**What is needed**: Look through the data below. Collect every line where the word "same" occurs.

══════════

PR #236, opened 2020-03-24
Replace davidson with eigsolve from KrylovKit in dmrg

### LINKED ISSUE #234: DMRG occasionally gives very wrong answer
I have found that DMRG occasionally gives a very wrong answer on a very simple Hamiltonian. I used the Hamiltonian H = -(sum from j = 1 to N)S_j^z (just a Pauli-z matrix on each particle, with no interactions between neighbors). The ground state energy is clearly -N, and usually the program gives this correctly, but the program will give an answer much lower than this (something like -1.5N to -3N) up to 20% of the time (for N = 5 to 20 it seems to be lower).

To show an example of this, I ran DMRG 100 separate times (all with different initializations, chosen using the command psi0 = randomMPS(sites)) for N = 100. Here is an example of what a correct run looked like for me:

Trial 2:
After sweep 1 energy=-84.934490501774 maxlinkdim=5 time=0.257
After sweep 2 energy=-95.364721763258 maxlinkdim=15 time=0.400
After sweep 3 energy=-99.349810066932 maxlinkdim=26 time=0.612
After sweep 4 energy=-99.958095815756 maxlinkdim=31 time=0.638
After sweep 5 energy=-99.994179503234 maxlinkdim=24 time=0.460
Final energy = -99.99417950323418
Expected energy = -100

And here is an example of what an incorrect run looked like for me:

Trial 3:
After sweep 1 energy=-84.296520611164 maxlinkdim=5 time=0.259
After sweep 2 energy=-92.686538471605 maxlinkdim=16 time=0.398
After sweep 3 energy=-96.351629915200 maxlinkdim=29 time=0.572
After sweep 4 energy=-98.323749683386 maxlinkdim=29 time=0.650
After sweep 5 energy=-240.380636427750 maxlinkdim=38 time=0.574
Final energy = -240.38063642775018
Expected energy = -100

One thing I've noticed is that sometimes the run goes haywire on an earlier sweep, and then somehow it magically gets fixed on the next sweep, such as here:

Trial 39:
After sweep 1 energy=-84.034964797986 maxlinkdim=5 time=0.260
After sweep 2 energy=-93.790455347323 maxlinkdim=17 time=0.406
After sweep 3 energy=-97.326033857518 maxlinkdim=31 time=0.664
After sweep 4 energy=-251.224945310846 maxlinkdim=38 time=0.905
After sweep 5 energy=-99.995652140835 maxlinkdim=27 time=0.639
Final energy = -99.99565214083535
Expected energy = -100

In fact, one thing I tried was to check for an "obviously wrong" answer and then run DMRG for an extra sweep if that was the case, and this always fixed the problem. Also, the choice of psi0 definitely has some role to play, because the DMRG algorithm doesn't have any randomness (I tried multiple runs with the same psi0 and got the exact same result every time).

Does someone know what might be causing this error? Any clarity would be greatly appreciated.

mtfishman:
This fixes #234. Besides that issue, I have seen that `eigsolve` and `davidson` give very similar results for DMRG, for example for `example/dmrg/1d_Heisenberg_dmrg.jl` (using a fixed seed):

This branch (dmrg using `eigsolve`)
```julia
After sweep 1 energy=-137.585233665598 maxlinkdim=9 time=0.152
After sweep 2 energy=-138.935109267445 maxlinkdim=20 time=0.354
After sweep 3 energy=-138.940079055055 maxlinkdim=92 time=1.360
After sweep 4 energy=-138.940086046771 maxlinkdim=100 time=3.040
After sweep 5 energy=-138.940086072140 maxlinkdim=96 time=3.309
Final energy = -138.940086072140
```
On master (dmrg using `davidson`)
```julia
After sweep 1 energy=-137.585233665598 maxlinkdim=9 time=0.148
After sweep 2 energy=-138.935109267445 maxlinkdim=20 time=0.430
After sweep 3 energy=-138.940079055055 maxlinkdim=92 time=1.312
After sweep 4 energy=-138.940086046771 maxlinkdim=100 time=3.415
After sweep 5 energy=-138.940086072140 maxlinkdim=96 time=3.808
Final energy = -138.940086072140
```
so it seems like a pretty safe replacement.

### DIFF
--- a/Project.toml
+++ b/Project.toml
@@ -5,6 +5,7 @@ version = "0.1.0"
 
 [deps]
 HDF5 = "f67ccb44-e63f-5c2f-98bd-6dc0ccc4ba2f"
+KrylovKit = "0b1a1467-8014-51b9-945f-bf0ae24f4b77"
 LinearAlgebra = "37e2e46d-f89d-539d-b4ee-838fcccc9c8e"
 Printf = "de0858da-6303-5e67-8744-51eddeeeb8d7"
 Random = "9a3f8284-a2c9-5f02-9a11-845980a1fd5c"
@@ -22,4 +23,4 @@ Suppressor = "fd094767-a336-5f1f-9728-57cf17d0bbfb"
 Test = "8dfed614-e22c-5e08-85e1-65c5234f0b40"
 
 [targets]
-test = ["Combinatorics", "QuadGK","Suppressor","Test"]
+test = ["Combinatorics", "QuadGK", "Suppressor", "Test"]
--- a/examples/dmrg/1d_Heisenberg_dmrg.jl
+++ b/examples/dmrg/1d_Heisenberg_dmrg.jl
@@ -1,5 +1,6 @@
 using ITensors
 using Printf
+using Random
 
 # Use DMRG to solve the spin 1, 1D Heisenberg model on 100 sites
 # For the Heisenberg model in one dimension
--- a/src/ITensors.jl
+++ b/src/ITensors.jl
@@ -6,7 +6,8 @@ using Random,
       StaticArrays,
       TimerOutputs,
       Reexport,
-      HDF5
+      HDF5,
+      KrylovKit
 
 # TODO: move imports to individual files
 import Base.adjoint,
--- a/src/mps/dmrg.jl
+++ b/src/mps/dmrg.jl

══════════

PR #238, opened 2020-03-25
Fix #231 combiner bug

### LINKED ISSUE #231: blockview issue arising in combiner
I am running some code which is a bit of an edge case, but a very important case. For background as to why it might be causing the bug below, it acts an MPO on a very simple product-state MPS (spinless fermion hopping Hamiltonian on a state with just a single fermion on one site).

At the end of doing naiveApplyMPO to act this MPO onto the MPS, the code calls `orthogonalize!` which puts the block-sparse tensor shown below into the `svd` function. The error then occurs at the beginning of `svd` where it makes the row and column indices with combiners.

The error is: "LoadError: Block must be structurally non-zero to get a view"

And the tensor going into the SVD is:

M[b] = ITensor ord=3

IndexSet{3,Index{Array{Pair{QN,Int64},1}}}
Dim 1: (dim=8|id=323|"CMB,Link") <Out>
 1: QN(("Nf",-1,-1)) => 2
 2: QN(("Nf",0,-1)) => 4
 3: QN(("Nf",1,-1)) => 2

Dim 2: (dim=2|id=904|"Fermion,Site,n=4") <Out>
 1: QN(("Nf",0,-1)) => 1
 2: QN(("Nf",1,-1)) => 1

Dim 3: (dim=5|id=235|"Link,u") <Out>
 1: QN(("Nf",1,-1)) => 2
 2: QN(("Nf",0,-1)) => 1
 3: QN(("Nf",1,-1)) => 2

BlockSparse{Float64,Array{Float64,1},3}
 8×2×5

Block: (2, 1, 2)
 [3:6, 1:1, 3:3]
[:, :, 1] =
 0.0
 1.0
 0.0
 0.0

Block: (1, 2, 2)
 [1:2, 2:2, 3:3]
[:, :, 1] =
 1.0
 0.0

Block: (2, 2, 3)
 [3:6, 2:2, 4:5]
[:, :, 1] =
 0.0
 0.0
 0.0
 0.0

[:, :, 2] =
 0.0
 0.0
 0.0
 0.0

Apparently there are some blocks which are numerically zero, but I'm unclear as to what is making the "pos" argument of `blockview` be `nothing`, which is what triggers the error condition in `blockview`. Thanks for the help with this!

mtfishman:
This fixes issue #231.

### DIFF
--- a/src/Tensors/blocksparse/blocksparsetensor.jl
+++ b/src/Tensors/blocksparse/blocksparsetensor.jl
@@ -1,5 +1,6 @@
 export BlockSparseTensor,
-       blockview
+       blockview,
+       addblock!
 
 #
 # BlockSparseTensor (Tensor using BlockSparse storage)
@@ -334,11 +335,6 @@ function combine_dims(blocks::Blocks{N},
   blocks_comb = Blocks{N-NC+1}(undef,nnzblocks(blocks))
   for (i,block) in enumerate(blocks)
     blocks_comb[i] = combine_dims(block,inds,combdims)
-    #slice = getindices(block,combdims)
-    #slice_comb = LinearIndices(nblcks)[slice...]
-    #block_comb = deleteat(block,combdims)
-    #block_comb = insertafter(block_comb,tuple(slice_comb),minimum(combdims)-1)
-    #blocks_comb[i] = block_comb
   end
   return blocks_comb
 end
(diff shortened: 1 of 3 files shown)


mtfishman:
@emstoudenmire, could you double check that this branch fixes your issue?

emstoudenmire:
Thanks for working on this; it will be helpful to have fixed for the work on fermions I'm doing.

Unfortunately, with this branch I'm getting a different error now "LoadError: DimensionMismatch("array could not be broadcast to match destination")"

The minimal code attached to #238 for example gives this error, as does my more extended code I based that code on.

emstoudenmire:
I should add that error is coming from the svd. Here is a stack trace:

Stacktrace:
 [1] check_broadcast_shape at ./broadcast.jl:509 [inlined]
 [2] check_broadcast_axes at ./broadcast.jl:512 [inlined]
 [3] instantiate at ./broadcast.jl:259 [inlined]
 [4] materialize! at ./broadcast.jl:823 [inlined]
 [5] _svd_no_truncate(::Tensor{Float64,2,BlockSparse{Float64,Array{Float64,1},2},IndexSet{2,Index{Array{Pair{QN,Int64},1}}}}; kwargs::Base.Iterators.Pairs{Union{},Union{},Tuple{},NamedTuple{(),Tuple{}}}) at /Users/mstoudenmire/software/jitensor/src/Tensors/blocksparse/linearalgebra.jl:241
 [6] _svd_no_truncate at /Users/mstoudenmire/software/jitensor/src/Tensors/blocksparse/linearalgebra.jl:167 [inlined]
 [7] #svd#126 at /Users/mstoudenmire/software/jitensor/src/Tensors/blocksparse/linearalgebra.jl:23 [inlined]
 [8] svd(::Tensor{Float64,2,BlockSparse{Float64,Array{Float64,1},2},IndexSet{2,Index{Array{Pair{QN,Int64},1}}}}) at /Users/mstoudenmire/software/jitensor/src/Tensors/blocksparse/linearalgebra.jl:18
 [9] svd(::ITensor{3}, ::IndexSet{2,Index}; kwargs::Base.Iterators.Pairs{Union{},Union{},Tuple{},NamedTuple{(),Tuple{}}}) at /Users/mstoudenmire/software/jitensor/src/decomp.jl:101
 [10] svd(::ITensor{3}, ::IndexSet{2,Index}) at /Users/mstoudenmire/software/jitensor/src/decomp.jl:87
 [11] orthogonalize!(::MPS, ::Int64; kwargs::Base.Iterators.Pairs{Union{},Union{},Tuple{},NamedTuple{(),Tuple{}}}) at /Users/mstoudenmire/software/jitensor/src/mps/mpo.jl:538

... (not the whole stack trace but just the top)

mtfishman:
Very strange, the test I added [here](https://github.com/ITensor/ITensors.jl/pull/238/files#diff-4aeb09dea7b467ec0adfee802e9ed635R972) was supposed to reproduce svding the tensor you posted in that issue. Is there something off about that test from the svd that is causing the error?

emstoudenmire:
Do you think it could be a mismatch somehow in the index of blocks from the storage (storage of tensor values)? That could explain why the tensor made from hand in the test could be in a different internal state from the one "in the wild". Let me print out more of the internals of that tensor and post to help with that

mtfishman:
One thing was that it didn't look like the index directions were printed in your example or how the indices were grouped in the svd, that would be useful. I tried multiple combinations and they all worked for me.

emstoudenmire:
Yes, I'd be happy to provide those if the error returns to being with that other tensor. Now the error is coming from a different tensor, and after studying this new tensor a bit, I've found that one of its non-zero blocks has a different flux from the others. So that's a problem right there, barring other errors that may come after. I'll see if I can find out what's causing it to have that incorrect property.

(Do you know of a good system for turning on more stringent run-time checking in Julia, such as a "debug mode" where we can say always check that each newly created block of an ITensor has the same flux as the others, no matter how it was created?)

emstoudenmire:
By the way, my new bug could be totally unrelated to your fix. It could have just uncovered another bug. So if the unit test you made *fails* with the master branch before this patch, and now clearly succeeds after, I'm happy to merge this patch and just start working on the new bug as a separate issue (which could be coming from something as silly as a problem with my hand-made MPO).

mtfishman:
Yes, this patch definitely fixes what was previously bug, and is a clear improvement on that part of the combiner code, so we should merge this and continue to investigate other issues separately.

══════════

**Answer for this exercise**:
In fact, one thing I tried was to check for an "obviously wrong" answer and then run DMRG for an extra sweep if that was the case, and this always fixed the problem. Also, the choice of psi0 definitely has some role to play, because the DMRG algorithm doesn't have any randomness (I tried multiple runs with the same psi0 and got the exact same result every time).
(Do you know of a good system for turning on more stringent run-time checking in Julia, such as a "debug mode" where we can say always check that each newly created block of an ITensor has the same flux as the others, no matter how it was created?)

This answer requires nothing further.